** Stored data follows **

PR #1615, opened 2023-01-30
fix: Only use multisend call if its more than 1 transaction

### LINKED ISSUE #1536: Transactions that "will fail" cannot be submitted
See https://github.com/5afe/safe-support/issues/115

usame-algan:
## What it solves

Resolves #1536 

Note: Somehow the Tenderly simulation shows success but I think its a general issue with 1.1.1 Safe contracts that the simulation doesn't propagate if the call was reverted so Tenderly still returns "Success". I think its unrelated to this issue and would fix it seperately.

## How this PR fixes it

Checks the number of transactions that are submitted through safe apps and calls `createMultiSendCallOnlyTx` or `createTx`. Previously it would try to call `createMultiSendCallOnlyTx` but without passing any `safeTxGas` which caused it to fail because the logic inside `safe-core-sdk` falls back to creating a single safe transaction if the array only contains one transaction so we should also handle that case on our side.

## How to test it

1. Open a 1.1.1 Safe
2. Open the TxBuilder safe app
3. Create and batch **one** transaction that would fail/revert e.g. by interacting with 0x22e3f828b3f47dacfacd875d20bd5cc0879c96e7 on mainnet
4. Observe the Submit button being enabled
5. Batch more than one transaction through safe apps in 1.1.1 and 1.3.0 safes and observe being able to queue/execute the tx

## Screenshots
Screenshot 2023-01-30 at 16 44 48

### DIFF
--- a/src/components/safe-apps/SafeAppsTxModal/ReviewSafeAppsTx.tsx
+++ b/src/components/safe-apps/SafeAppsTxModal/ReviewSafeAppsTx.tsx
@@ -27,7 +27,7 @@ type ReviewSafeAppsTxProps = {
 const ReviewSafeAppsTx = ({
   safeAppsTx: { txs, requestId, params, appId, app },
 }: ReviewSafeAppsTxProps): ReactElement => {
-  const { createMultiSendCallOnlyTx, dispatchSafeAppsTx } = useTxSender()
+  const { createMultiSendCallOnlyTx, dispatchSafeAppsTx, createTx } = useTxSender()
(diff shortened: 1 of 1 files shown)


iamacook (approved):

katspaugh (approved):

francovenica:
LGTM

Tried in a safe 1.1.1 in mainnet, using the contract given, with a method "setDelay" just because it has only 1 field.
A comparison between this PR and prod. Same safe, method and values.

image
image

PR #1616, opened 2023-01-31
Release/1.4.5

katspaugh:
## Features
* NFT page redesign

## Bug fixes
* fix: balances loading flag
* fix: Only use multisend call if its more than 1 transaction (#1615)
* fix: old app export link (#1625)


francovenica:
Issue:
The GTM tracks whenver the send button is clicked, even if the button is disabled. Only track if the button is enabled
nft trakcing

PR #1620, opened 2023-01-31
fix: fetch queue when Safe list item is visible

DiogoSoaress:
## What it solves

Resolves https://github.com/safe-global/web-core/issues/1610

## How this PR fixes it
Uses `IntersectionObserver` to assert that the SafeListItem is in the viewport before sending a API request

## How to test it
On adjusting the application viewport, the `transactions/queued` network requests should equal the number of Safes visible in the Safe list sidebar

## Screenshots
Screenshot 2023-01-31 at 11 18 08

### DIFF
--- a/src/components/sidebar/SafeListItem/index.tsx
+++ b/src/components/sidebar/SafeListItem/index.tsx
@@ -21,6 +21,7 @@ import EthHashInfo from '@/components/common/EthHashInfo'
 import { sameAddress } from '@/utils/addresses'
 import PendingActionButtons from '@/components/sidebar/PendingActions'
 import usePendingActions from '@/hooks/usePendingActions'
+import useIntersectionObserver from '@/hooks/useIntersectionObserver'
 
 const SafeListItem = ({
   address,
@@ -48,7 +49,8 @@ const SafeListItem = ({
   const isCurrentSafe = chainId === currChainId && sameAddress(safeAddress, address)
   const name = allAddressBooks[chainId]?.[address]
   const shortName = chain?.shortName || ''
-  const { totalQueued, totalToSign } = usePendingActions(chainId, isAdded ? address : undefined)
+  const isVisible = useIntersectionObserver(safeRef)
+  const { totalQueued, totalToSign } = usePendingActions(chainId, isVisible, isAdded ? address : undefined)
 
   // Scroll to the current Safe
   useEffect(() => {
--- a/src/components/sidebar/SafeListItem/index.tsx
+++ b/src/components/sidebar/SafeListItem/index.tsx
@@ -50,7 +50,7 @@ const SafeListItem = ({
   const name = allAddressBooks[chainId]?.[address]
   const shortName = chain?.shortName || ''
   const isVisible = useIntersectionObserver(safeRef)
-  const { totalQueued, totalToSign } = usePendingActions(chainId, isVisible, isAdded ? address : undefined)
+  const { totalQueued, totalToSign } = usePendingActions(chainId, isAdded && isVisible ? address : undefined)
 
   // Scroll to the current Safe
   useEffect(() => {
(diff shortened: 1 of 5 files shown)


src/hooks/usePendingActions.ts
```diff
@@ -17,16 +17,16 @@ const getSignableCount = (queue: TransactionListPage, walletAddress: string): nu
...
   const { safeAddress: currentSafeAddress } = useSafeInfo()
   const { page: currentSafeQueue } = useTxQueue()
   const isCurrentSafe = currentSafeAddress === safeAddress
 
   const [loadedQueue] = useAsync<TransactionListPage>(() => {
-    if (isCurrentSafe || !safeAddress) return
+    if (isCurrentSafe || !safeAddress || !isVisible) return
     return getTransactionQueue(chainId, safeAddress)
-  }, [chainId, safeAddress, isCurrentSafe])
+  }, [chainId, safeAddress, isCurrentSafe, isVisible])
```
katspaugh, line 29: `isVisible` is going to be flipped back and forth as you scroll, and it will trigger the effect every time.

src/components/sidebar/SafeListItem/index.tsx
```diff
@@ -48,7 +49,8 @@ const SafeListItem = ({
   const isCurrentSafe = chainId === currChainId && sameAddress(safeAddress, address)
   const name = allAddressBooks[chainId]?.[address]
   const shortName = chain?.shortName || ''
-  const { totalQueued, totalToSign } = usePendingActions(chainId, isAdded ? address : undefined)
+  const isVisible = useIntersectionObserver(safeRef)
+  const { totalQueued, totalToSign } = usePendingActions(chainId, isVisible, isAdded ? address : undefined)
```
katspaugh, line 53:
```suggestion
  const { totalQueued, totalToSign } = usePendingActions(chainId, isAdded && isVisible ? address : undefined)
```
Since address is optional already...

DiogoSoaress: Nice suggestion! This also the previous comment is also addressed 👍

katspaugh: No, it won't. It will change from false to true and back as you scroll, triggering loading every time.

DiogoSoaress: I've cached the loadedQueue to avoid issuing request on scrolling back and forth

src/hooks/usePendingActions.ts
```diff
@@ -22,10 +22,19 @@ const usePendingActions = (chainId: string, safeAddress?: string): PendingAction
...
-    return getTransactionQueue(chainId, safeAddress)
+
+    if (cachedQueue.current) {
+      return cachedQueue.current
+    }
+
+    const fetchedQueue = await getTransactionQueue(chainId, safeAddress)
+    cachedQueue.current = fetchedQueue
+
+    return fetchedQueue
```
katspaugh, line 37: Looks good!

Would this work without async/await as well? So that if you scroll quickly, it wouldn't create simultaneous requests.

```suggestion
    if (!cachedQueue.current) {
      cachedQueue.current = getTransactionQueue(chainId, safeAddress) 
    }
    return cachedQueue.current
```

DiogoSoaress: Nice suggestion! We cache earlier and works like a charm

src/hooks/usePendingActions.ts
```diff
@@ -22,10 +22,16 @@ const usePendingActions = (chainId: string, safeAddress?: string): PendingAction
   const { safeAddress: currentSafeAddress } = useSafeInfo()
   const { page: currentSafeQueue } = useTxQueue()
   const isCurrentSafe = currentSafeAddress === safeAddress
+  const cachedQueue = useRef<Promise<TransactionListPage>>()
 
-  const [loadedQueue] = useAsync<TransactionListPage>(() => {
+  const [loadedQueue] = useAsync<TransactionListPage | undefined>(() => {
```
katspaugh, line 27: You can now remove `undefined` then. useAsync handles it.

katspaugh (approved):

PR #1621, opened 2023-01-31
test: non-owner spending limit beneficiary

iamacook:
## What it solves

Adds a test for non-owner spending limit beneficiaries (https://github.com/safe-global/web-core/pull/1572).

## How this PR fixes it

An E2E test has been added that checks whether the "New transaction" button is enabled and the transaction creation modal flow is accessible/submittable for non-owner spending limit beneficiaries.

## How to test it

Run Cypress locally and execute the `non_owner_spending_limit.cy.js` test.

## Screenshots

image


DiogoSoaress (approved):
Covers the case  👍

PR #1622, opened 2023-01-31
Refactor: move safe address from path to query

katspaugh:
Use query params for Safe addresses in the URL or stick with the path params.

### Visual difference
Current style (pathname):
https://app.safe.global/eth:0xA77DE01e157f9f57C7c4A326eeE9C4874D0598b6/balances
Query param style:
https://app.safe.global/balances?safe=eth:0xA77DE01e157f9f57C7c4A326eeE9C4874D0598b6

### Performance implications
The query param would allow our web server to load a pre-compiled static page (e.g. balances.html) with the page layout already in place and skeletons in place of actual data.
This would drastically increase the initial page load speed as well as caching.
The current approach is we first load a 404 page that redirects to the right static page.
The query param also makes hosting our app much simpler, no need for server-side redirects.

### Bookmarks and redirects
Nothing would change for users who already have the pathname URLs bookmarked, as they’d be simply redirected to the query URLs.

### Implementation notes
I had to add a hook to replace `%3A` with `:` in the `safe` query param. All params are URI fragment-encoded, but this is not strictly needed for this param, and `:` looks cleaner.

## How to test
Everything should work as before, only the address in the browser URL bar will be different.
* Test navigation links and reloading the page on different routes


iamacook (commented):
Do we still need `/public/_redirects`?

katspaugh:
@iamacook nope, deleted 👍

iamacook (approved):

francovenica:
LGTM

Navigated through the site and reload everywhere, i had no issues
I've checked that old URL would redirect to this new one
I've checked that GA tracking still tracks the the url in the old format to not create new entries

PR #1333, opened 2022-02-04
feat(bucket): add methods in Bucket retrieve Files Manager exports

josephmcg:
**What this PR does** 📖
- TextEncoder, TextDecoder don't exist by default in jsdom. needed to add or test would fail
- fix import and improve typing for FS export
- tests laid out in JIRA
- add init to classLoader for project

AP-468

- typescript has its own FileSystem interface, so we either need to rename or be careful with imports

image

**Additional comments** 🎤

### DIFF
--- a/jest-setup.js
+++ b/jest-setup.js
@@ -1,0 +1,3 @@
+import { TextEncoder, TextDecoder } from 'util'
+global.TextEncoder = TextEncoder
+global.TextDecoder = TextDecoder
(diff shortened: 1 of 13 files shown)


stavares843:
@josephmcg pretty neat! thanks for adding the jest setup stuff and adding the test 🔨

stavares843:
about the FileSystem naming, maybe it should be renamed to avoid confusion

josephmcg:
> about the FileSystem naming, maybe it should be renamed to avoid confusion

agreed, will do that now

PR #1356, opened 2022-02-07
add(crypto, jest): functioning utilities and unit test initialization

drepram:
**What this PR does** 📖

Add utilities that resolve the error and the following unit test (`ReferenceError: TextEncoder is not defined`, `Crypto Instance not initialized`)

AP-334

> Not fully fixed, but it's AP-334. I suggest writing from scratch the unit test because... it's a bit weird? Some of the non-base58 errors were because the string passed into the function as parameters had `i`, ` ` (spaces), and other characters that weren't valid in base58.

This is a draft, I think I would need to spend more time on this; if it is considered worthy to be reworked!

**Additional comments** 🎤

### DIFF
--- a/libraries/Crypto/Crypto.ts
+++ b/libraries/Crypto/Crypto.ts
@@ -1,3 +1,4 @@
+import { TextEncoder, TextDecoder } from 'util'
 import { Keypair, PublicKey } from '@solana/web3.js'
 import ed2curve from 'ed2curve'
 import { sharedKey, signMessage } from 'curve25519-js'
--- a/libraries/Crypto/Crypto.test.ts
+++ b/libraries/Crypto/Crypto.test.ts
@@ -113,6 +113,8 @@ describe.skip('initializeRecipient', () => {
   })
 
   test('0', async () => {
+    inst.init(web3.Keypair.generate())
+    inst.signMessage(new Uint8Array([]), '')
     const param1: any = new web3.PublicKey(1)
     await inst.initializeRecipient(param1)
   })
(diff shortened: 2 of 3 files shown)


stavares843 (approved):

drepram:
I removed the draft label because I think this PR can be merged, and the urge to rewrite the Crypto unit test can be done in another PR and another ticket. What do you think?

libraries/Crypto/Crypto.ts
```diff
@@ -1,3 +1,4 @@
+import { TextEncoder, TextDecoder } from 'util'
```
WanderingHogan, line 1: do we need this for testing specifically?

stavares843: joe added this here
https://github.com/Satellite-im/Core-PWA/pull/1333/files#diff-3d96081f4e4a75728a1aec82be2ac7de4b46cb7fdad5b21f7d4b5fdcd98d3353

@drepram can you try to check if without the import will error anyway?

but yes if we don't add the TextEncoder no where, will return error saying ''ReferenceError: TextEncoder is not defined''

phillsatellite:
Tested and got this when trying to log in
Screen Shot 2022-02-08 at 3 36 38 PM

WanderingHogan:
I think we will need to remove the TextEncoder/TextDecoder import from the Crypto file, and use this:
https://github.com/facebook/jest/issues/9983#issuecomment-626489847

```
import util from 'util'
import * as web3 from '@solana/web3.js'
...

if (typeof TextEncoder === 'undefined') {
  global.TextEncoder = util.TextEncoder
}
```

drepram:
Hi, please check again. Thanks!

WanderingHogan (approved):

phillsatellite (approved):

PR #1393, opened 2022-02-09
add(jest): 100% code coverage for Peer.test.ts unit test

drepram:
**What this PR does** 📖

self-explanatory

AP-149

Something weird is happening in the send() function. I managed to cover the function while also mocking it by making two calls; 1 call that is before the function is mock, and 1 that is after the function is mock. Let me know if there is a better way.

**Additional comments** 🎤

### DIFF
--- a/libraries/WebRTC/Peer.test.ts
+++ b/libraries/WebRTC/Peer.test.ts
@@ -1,0 +1,18 @@
+import * as Peer from './Peer'
+
+describe('test alert methods', () => {
+  const AlertsConstructor = new Peer.Peer('originator', 'identifier', 'channel')
+  const inst = AlertsConstructor
+
+  test('get identifier', () => {
+    const result: any = inst.identifier
+    expect(result).toEqual('identifier')
+  })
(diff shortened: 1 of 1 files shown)


stavares843 (approved):

stavares843:
image

@phillsatellite noticed this

and this also happens on my side

because we use an M1 and we can't install that module lol

https://github.com/node-webrtc/node-webrtc/issues/698

this will fail on any local setup that is a M1, even though is not your fault 😂 

is there a way of adding tests for this without using that module directly?

stavares843 (changes requested):
added comment

drepram:
I'm not sure there is a way of writing unit tests without using that module at the moment. With that in mind, I think we need to put plans to unit testing WebRTC for later; what do you think?

stavares843:
agree

will close this one

stavares843:
Captura de ecrã 2022-06-10, às 23 43 10

no longer returns the old error but returns this one

can check out this test again and fix it?  🔨 

@drepram

PR #1420, opened 2022-02-09
feat(chatImageUpload): have images persist in each chat

cmckelvy42:
**What this PR does** 📖
https://satellite-im.atlassian.net/browse/AP-113
Upload modal changes when switching between chats and preserves pending uploads. No longer uses store due to store size limitations

changed the way uploads work so that pressing the upload button again with pending uploads will add to the list instead of replacing the list of pending uploads. However, line 99 of Upload.vue checks if over 8 files have been selected and throws an error if this is the case, and I'm not sure if this should be updated to check the count of files already in the list as well.
**Additional comments** 🎤

### DIFF
--- a/components/views/files/upload/Upload.vue
+++ b/components/views/files/upload/Upload.vue
@@ -43,6 +43,7 @@ export default Vue.extend({
   },
   data() {
     return {
+      filesDB: {},
       files: [] as Array<UploadDropItemType>,
       uploadStatus: false,
       count_error: false,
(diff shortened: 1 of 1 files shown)


stavares843:
> However, line 99 of Upload.vue checks if over 8 files have been selected and throws an error if this is the case, and I'm not sure if this should be updated to check the count of files already in the list as well.

yes, we can only send 8 at this moment, so only 8 as max number of images should be allowed on the chat bar section

cmckelvy42:
> > However, line 99 of Upload.vue checks if over 8 files have been selected and throws an error if this is the case, and I'm not sure if this should be updated to check the count of files already in the list as well.
> 
> yes, we can only send 8 at this moment, so only 8 as max number of images should be allowed on the chat bar section

this should be implemented now

components/views/files/upload/Upload.vue
```diff
@@ -64,6 +65,16 @@ export default Vue.extend({
       return this.$Hounddog.getActiveFriend(this.$store.state.friends)
     },
   },
+  watch: {
+    recipient() {
+      this.$data.filesDB[this.recipient.address] ||= []
+      this.$data.files = this.$data.filesDB[this.recipient.address]
```
WanderingHogan, line 71: I think you can chain assignment here, eg `this.$data.files = this.$data.filesDB[this.recipient.address] ||= []`, but this is okay, too

WanderingHogan (approved):
This works well, thank you, Chris

stavares843 (approved):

** End of Stored data **

The expected answer is a copy of every line in the entries that holds the word "static".

The query param would allow our web server to load a pre-compiled static page (e.g. balances.html) with the page layout already in place and skeletons in place of actual data.
The current approach is we first load a 404 page that redirects to the right static page.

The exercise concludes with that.